After getting up there and hanging with Teisha constantly I knew we were doing good. We really had to figure out and still are figuring out how everything is going to work with money and such. We have had a lot of obstacles in our way including cable and internet not getting hooked up forever. Through thick and thin we are still doing pretty well. I have a lot of adjusting to do as I have my nursery set up but really have not been in there too much. It’s a part of me that needs to adjust to be happy and I am getting there it is just taking time.
Really a funny part to this whole event is how grown up I really have been acting. I have been really putting forth my adult side more so than baby side right now for some reason. I am confused myself but it will all fall into place soon.
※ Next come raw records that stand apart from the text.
PR #57, opened 2015-06-24
Writing of FASTQ sequences

kdmurray91:
NB: this is work in progress

Hi all,

As discussed on gitter, I've implemented a function to write a FASTQ record to an IO stream. I imagine that it could be implemented better, including using some functionality from `quality.jl` to do the quality string conversion.

Also, I'd assume a FASTA writer would come in handy.

Let me know what you think! I'm still not very experienced w/ Julia, so any and all criticism is welcome :)

Cheers,
Kevin

### DIFF
--- a/src/seq/fastq.jl
+++ b/src/seq/fastq.jl
@@ -27,9 +27,9 @@ end
 "A `SeqRecord` for FASTQ sequences"
 typealias FASTQSeqRecord DNASeqRecord{FASTQMetadata}
 
-@doc """
+"""
 Show a `FASTQSeqRecord` to `io`, with graphical display of quality scores.
-""" ->
+"""
 function Base.show(io::IO, seqrec::FASTQSeqRecord)
     write(io, "@", seqrec.name, " ", seqrec.metadata.description, "\n")
     for c in seqrec.seq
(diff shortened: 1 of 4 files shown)


kdmurray91:
(pasting in from gitter, as I'm not sure @dcjones saw the comment)

> @dcjones I'm not sure, but I think I may have found a bug in `quality.jl`, with respect to Illumina 1.5-1.8 quality scores. By my reading of [wikipedia](https://en.wikipedia.org/wiki/FASTQ_format#Encoding), the range of the Illumina 1.5 pipline values is 3-40. Which with the offset of 64, is the ASCII range `CDE...fgh` (typically, full range goes to 62 and  `~`). So, should [the Illumina 1.5 quality config](https://github.com/BioJulia/Bio.jl/blob/2ae3aab1f383a36579edc12820e9fe0984783264/src/seq/quality.jl#L62) be `['C', '~',  3]`? Or perhaps `['B', '~', 2]`?

dcjones:
Sorry to let this collect dust. I think it looks good. There are a few minor syntax updates needed that I can do (`@doc` is no longer needed for docstrings, and factcheck uses `-->` instead of `=>` now).

I think you're right that Illumina 1.5 is not correct, but it seems like it should be `['B', '~', 2]`, since `B` can occur even though it has some special meaning. Sound right?

kdmurray91:
@dcjones that sounds right, yeah. I've rebased onto current master and will fix the factcheck issues.

kdmurray91:
And the Illumina 1.5 issue too.

kdmurray91:
@dcjones I think all your comments have all been addressed.

dcjones:
Thanks!

PR #63, opened 2015-06-30
Uppercase module files

prcastro:
Making module files start with uppercase and update the styleguide with this change. Solves #46.


prcastro:
Superseded by #97

PR #65, opened 2015-07-10
Blastwrapper

kescobo:
## Blast Tools module for Bio.jl - Spec and Roadmap

Bio.jl needs a way to run BLAST and other command line tools commonly used in biology applications, taking inputs and capturing outputs in Bio.jl formats. 

### Minimum requirements for BLAST module
With Blast+ installed on users' system:

**Input**

- [x] accept seq object~~, string~~ or file as query and subject
    - [x] accept single sequence objects
    - [x] accept multi-sequence objects
- [x] blastn, blastp, blastall
    - [ ] others?
- [x] accept flags for search modification
- [x] take/parse blast xml output

**Output**

- [x] return alignment object or strings for alignment
- [x] return stats object w/other information
- [ ] allow return of other blast outputs (tsv, csv etc)

### Other Useful Features

- [ ] bundle blast package from within Bio.jl (is this possible?)
- [ ] pull queries/subjects from NCBI
    - [ ] incorporate into Bio.jl formats
- [ ] run Blast through NCBI servers instead of locally
- [ ] ... others?

### DIFF
--- a/src/tools/blast/README.md
+++ b/src/tools/blast/README.md
@@ -1,0 +1,30 @@
+##Blast Tools module for Bio.jl - Spec and Roadmap
+
+Bio.jl needs a way to run BLAST and other command line tools commonly used in biology applications, taking inputs and capturing outputs in Bio.jl formats.
+
+###Minimum requirements for BLAST module
+With Blast+ installed on users' system:
+
+**Input**
+
+- [x] accept seq object or file name as query and subject
+    - [x] accept single sequence objects
+    - [x] accept multi-sequence objects
+- [x] blastn, blastp, ~~blastall~~
+    - [ ] others?
+- [x] accept flags for search modification
+- [x] take/parse blast xml output
+
+**Output**
+
+- [x] return alignment object or strings for alignment
+- [x] return stats object w/other information
+- [ ] allow return of other blast outputs (tsv, csv etc)
+
+###Other Useful Features
+
+- [ ] bundle blast package from within Bio.jl (is this possible?)
+- [ ] pull queries/subjects from NCBI
+    - [ ] incorporate into Bio.jl formats
+- [ ] run Blast through NCBI servers instead of locally
+- [ ] ...
--- a/src/tools/blast/blastcommandline.jl
+++ b/src/tools/blast/blastcommandline.jl
@@ -1,0 +1,170 @@
+# wrapper for BLAST+ command line functions
+
+immutable BlastResult
+    bitscore::Float64
+    expect::Float64
+    queryname::ASCIIString
+    hitname::ASCIIString
+    hit::BioSequence
+    alignment::AlignedSequence
+end
+
+"""
+`readblastXML(blastrun::ASCIIString)`
+Parse XML output of a blast run. Input is an XML string eg:
+```julia
+results = readall(open("blast_results.xml")) # need to use `readstring` instead of `readall` for v0.5
+readblastXML(results)
+```
+
+Returns Vector{BlastResult} with the sequence of the hit, the Alignment with query sequence, bitscore and expect value
+"""
+function readblastXML(blastrun::ASCIIString; seqtype="nucl")
+    xdoc = parse_string(blastrun)
+    xroot = root(xdoc)
+    params = get_elements_by_tagname(xroot, "BlastOutput_param")
+    iterations = get_elements_by_tagname(xroot, "BlastOutput_iterations")
+    results = BlastResult[]
+    for iteration in collect(child_elements(iterations[1]))
+        queryname = content(find_element(iteration, "Iteration_query-def"))
+        hits = get_elements_by_tagname(iteration, "Iteration_hits")
+        for hit in collect(child_elements(hits[1]))
+            hitname = content(find_element(hit, "Hit_def"))
+            hsps = get_elements_by_tagname(hit, "Hit_hsps")
+            for hsp in collect(child_elements(hsps[1]))
+                if seqtype == "nucl"
+                    qseq = BioSequence{DNAAlphabet{4}}(content(find_element(hsp, "Hsp_qseq")))
+                    hseq = BioSequence{DNAAlphabet{4}}(content(find_element(hsp, "Hsp_hseq")))
+                elseif seqtype == "prot"
+                    qseq = AminoAcidSequence(content(find_element(hsp, "Hsp_qseq")))
+                    hseq = AminoAcidSequence(content(find_element(hsp, "Hsp_hseq")))
+                else
+                    throw(error("Please use \"nucl\" or \"prot\" for seqtype"))
+                end
+
+                aln = AlignedSequence(qseq, hseq)
+                bitscore = float(content(find_element(hsp, "Hsp_bit-score")))
+                expect = float(content(find_element(hsp, "Hsp_evalue")))
+                push!(results, BlastResult(bitscore, expect, queryname, hitname, hseq, aln))
+            end
+        end
+    end
+    return results
+end
+
+"""
+`readblastXML(blastrun::Cmd)`
+Parse command line blast query with XML output. Input is the blast command line command.
+
+Returns Vector{BlastResult} with the sequence of the hit, the Alignment with query sequence, bitscore and expect value
+"""
+function readblastXML(blastrun::Cmd; seqtype="nucl")
+    # need to use `readstring` instead of `readall` for v0.5
+    readblastXML(readall(blastrun), seqtype=seqtype)
+end
+
+
+"""
+`blastn(query, subject, flags...)``
+Runs blastn on `query` against `subject`.
+    Subjects and queries may be file names (as strings), BioSequence{DNAAlphabet{4}} type or
+    Array of BioSequence{DNAAlphabet{4}}.
+    May include optional `flag`s such as `["-perc_identity", 95,]`. Do not use `-outfmt`.
+"""
+function blastn(query::AbstractString, subject::AbstractString, flags=[]; db::Bool=false)
+    if db
+        results = readblastXML(`blastn -query $query -db $subject $flags -outfmt 5`)
+    else
+        results = readblastXML(`blastn -query $query -subject $subject $flags -outfmt 5`)
+    end
+    return results
+end
+
+function blastn(query::BioSequence{DNAAlphabet{4}}, subject::BioSequence{DNAAlphabet{4}}, flags=[])
+    querypath, subjectpath = makefasta(query), makefasta(subject)
+    blastn(querypath, subjectpath, flags)
+end
+
+function blastn{S <: BioSequence{DNAAlphabet{4}}}(query::BioSequence{DNAAlphabet{4}}, subject::Vector{S}, flags=[])
+    querypath, subjectpath = makefasta(query), makefasta(subject)
+    blastn(querypath, subjectpath, flags)
+end
+
+function blastn(query::BioSequence{DNAAlphabet{4}}, subject::AbstractString, flags=[]; db::Bool=false)
+    querypath = makefasta(query)
+    if db
+        blastn(querypath, subject, flags, db=true)
+    else
+        blastn(querypath, subject, flags)
+    end
+end
+
+function blastn{S <: BioSequence{DNAAlphabet{4}}}(query::Vector{S}, subject::Vector{S}, flags=[])
+    querypath, subjectpath = makefasta(query), makefasta(subject)
+    blastn(querypath, subjectpath, flags)
+end
+
+"""
+`blastp(query, subject, flags...)``
+Runs blastn on `query` against `subject`.
+    Subjects and queries may be file names (as strings), `BioSequence{AminoAcidSequence}` type or
+    Array of `BioSequence{AminoAcidSequence}`.
+    May include optional `flag`s such as `["-perc_identity", 95,]`. Do not use `-outfmt`.
+"""
+function blastp(query::AbstractString, subject::AbstractString, flags=[]; db::Bool=false)
+    if db
+        results = readblastXML(`blastp -query $query -db $subject $flags -outfmt 5`, seqtype = "prot")
+    else
+        results = readblastXML(`blastp -query $query -subject $subject $flags -outfmt 5`, seqtype = "prot")
+    end
+end
+
+function blastp(query::AminoAcidSequence, subject::AminoAcidSequence, flags=[])
+    querypath, subjectpath = makefasta(query), makefasta(subject)
+    blastp(querypath, subjectpath, flags)
+end
+
+function blastp{S <: AminoAcidSequence}(query::AminoAcidSequence, subject::Vector{S}, flags=[])
+    querypath, subjectpath = makefasta(query), makefasta(subject)
+    blastp(querypath, subjectpath, flags)
+end
+
+function blastp(query::AminoAcidSequence, subject::AbstractString, flags=[]; db::Bool=false)
+    querypath = makefasta(query)
+    if db
+        blastp(querypath, subject, flags, db=true)
+    else
+        blastp(querypath, subject, flags)
+    end
+end
+
+function blastp{S <: AminoAcidSequence}(query::Vector{S}, subject::Vector{S}, flags=[])
+    querypath, subjectpath = makefasta(query), makefasta(subject)
+    blastp(querypath, subjectpath, flags)
+end
+
+"""
+`makefasta(sequence::BioSequence)`
+Create temporary fasta-formated file for blasting.
+"""
+function makefasta{T <: BioSequence}(sequence::T)
+    path, io = mktemp()
+    write(io, ">$path\n$(convert(AbstractString, sequence))\n")
+    close(io)
+    return path
+end
+
+"""
+`makefasta(sequence::Vector{BioSequence})`
+Create temporary multi fasta-formated file for blasting.
+"""
+function makefasta{T <: BioSequence}(sequences::Vector{T})
+    path, io = mktemp()
+    counter = 1
+    for sequence in sequences
+        write(io, ">$path$counter\n$(convert(AbstractString, sequence))\n")
+        counter += 1
+    end
+    close(io)
+    return path
+end
--- a/src/tools/blast/blastcommandline.jl
+++ b/src/tools/blast/blastcommandline.jl
@@ -33,8 +33,8 @@ function readblastXML(blastrun::ASCIIString; seqtype="nucl")
             hsps = get_elements_by_tagname(hit, "Hit_hsps")
             for hsp in collect(child_elements(hsps[1]))
                 if seqtype == "nucl"
-                    qseq = BioSequence{DNAAlphabet{4}}(content(find_element(hsp, "Hsp_qseq")))
-                    hseq = BioSequence{DNAAlphabet{4}}(content(find_element(hsp, "Hsp_hseq")))
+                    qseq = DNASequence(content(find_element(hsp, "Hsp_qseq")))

I got the xfer at my new job and they love me there, I tend to work very hard when I am at a job, sometimes to the point of working to hard. Right now I am taking it one day at a time and a lot of stuff is happening. Teish and I are starting a babysitting service for adult babies and I want to start my clothing line if I can find the right people. Right now the hardest part for me being in Wisconsin is missing the people I left. The thing about it is though, I will get to hang with them soon and probably will make lots of trips back just because of the connection I have with my friends and family and I really don’t want to lose that.
As far as friends go up here, I have some work friends and then I have 1 outside friend so far and am still just adjusting and trying to figure Teish and I out. Well that’s pretty much my update for now I have so much going through my mind its crazy but since people have not got to see pictures of stuff lately I am going to flood this post with some for ya.
Take care and always remember 1 day at a time.